**DIRECTIONS**
Please copy out every line in the records below that includes the word "have".
-------------------------
PR #1439, opened 2024-02-20
Improve handling of case independent names in Pipeline Builder

Karakatiza666:

Without this PR the problem can be observed when setting up SecOps demo and navigating to Pipeline Builder view - connectors are not connected to tables and views.
The bug got exposed up after a PR that makes case insensitive relation names lowercase by default, but the demo wasn't updated to configure lowercase attached_connectors. This configuration was interpreted OK in Pipeline Manager, and WebConsole should match this behavior (match uppercase case-insensitive attached_connector-s to lowercase case-insensitive tables).

### DIFF
--- a/web-console/src/lib/functions/felderaRelation.ts
+++ b/web-console/src/lib/functions/felderaRelation.ts
@@ -6,11 +6,22 @@ export type CaseDependentName = {
 export const getCaseIndependentName = (entity: CaseDependentName) =>
   entity.case_sensitive ? `"${entity.name}"` : entity.name
 
+const isCaseSensitive = (caseIndependentName: string) => caseIndependentName.includes('"')
+
+/**
+ * Convert case insensitive names to lowercase, leave names in quotes as-is
+ */
+export const normalizeCaseIndependentName = (
+  caseIndependentName: string,
+  caseSensitive = isCaseSensitive(caseIndependentName)
+) => (caseSensitive ? caseIndependentName : caseIndependentName.toLocaleLowerCase())
+
 // TODO: update implementation when double quotes become a legal symbol in a name
 export const getCaseDependentName = (caseIndependentName: string) => {
+  const caseSensitive = isCaseSensitive(caseIndependentName)
   return {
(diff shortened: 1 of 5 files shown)


web-console/src/lib/functions/felderaRelation.ts
```diff
@@ -6,17 +6,29 @@ export type CaseDependentName = {
 export const getCaseIndependentName = (entity: CaseDependentName) =>
   entity.case_sensitive ? `"${entity.name}"` : entity.name
 
+const isCaseSensitive = (caseIndependentName: string) => caseIndependentName.includes('"')
+
+/**
+ * Convert case insensitive names to lowercase, leave names in quotes as-is
+ * @param caseIndependentName
```
mihaibudiu, line 13: if you don't describe a parameter remove it from the docs

mihaibudiu (commented):
not easy to tell whether this will work.
a solution may be to create different types for relations names and normalized names.
but it's not clear that this will make the code more maintainable

Karakatiza666:
I considered creating an opaque string type for normalized names, but I didn't encounter difficulties when working on the code so far, so decided to not go through the effort for now

web-console/src/lib/functions/felderaRelation.ts
```diff
@@ -6,17 +6,28 @@ export type CaseDependentName = {
...
+ */
+export const normalizeCaseIndependentName = (
+  caseIndependentName: string,
+  caseSensitive = isCaseSensitive(caseIndependentName)
+) => (caseSensitive ? caseIndependentName : caseIndependentName.toLocaleLowerCase())
+
 // TODO: update implementation when double quotes become a legal symbol in a name
 export const getCaseDependentName = (caseIndependentName: string) => {
+  const caseSensitive = isCaseSensitive(caseIndependentName)
   return {
```
gz, line 22: agree with mihai's comment that the RelationName should probably become a separate type that stores the case-sensitivity as an attribute and renders to a correct string/identifier depending on context

gz (approved):
we should have a test for this scenario

PR #1441, opened 2024-02-21
Raise initial page load timeout in Playwright to 10s

Karakatiza666:
This should fix test flakiness on startup, and N incoNsistency of graph UI element between runs


snkas (commented):
- Is there a difference between timeout: ... and doing this for-loop of trying?
- Also you mentioned page load timeout of 10s in the commit message, but this for loop seems to be 5 seconds timeout?

Karakatiza666:
1) I added the for-loop as it seems that just a timeout may be insufficient - the initial request may resolve with a failure response, so I am trying to perform multiple requests as well as have a timeout
2) Another issue was one of the UI elements behaving inconsistently based on the screen width, so:
  a) I made UI elements ignore width of the vertical scrollbar, and
  b) Added an additional margin to the displayed string that would incosistently overflow and wrap to the new line, changing the height of multiple elements

snkas (approved):

PR #1442, opened 2024-02-21
pipeline-manager: integration test: longer compilation timeout

snkas:
Running the integration test occasionally fails due to the compilation timeout being reached.
Increases the timeout from 200s to 400s.


ryzhyk (approved):

snkas:
No longer needed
-------------------------
**SOLUTION TO THE EXERCISE**
we should have a test for this scenario
1) I added the for-loop as it seems that just a timeout may be insufficient - the initial request may resolve with a failure response, so I am trying to perform multiple requests as well as have a timeout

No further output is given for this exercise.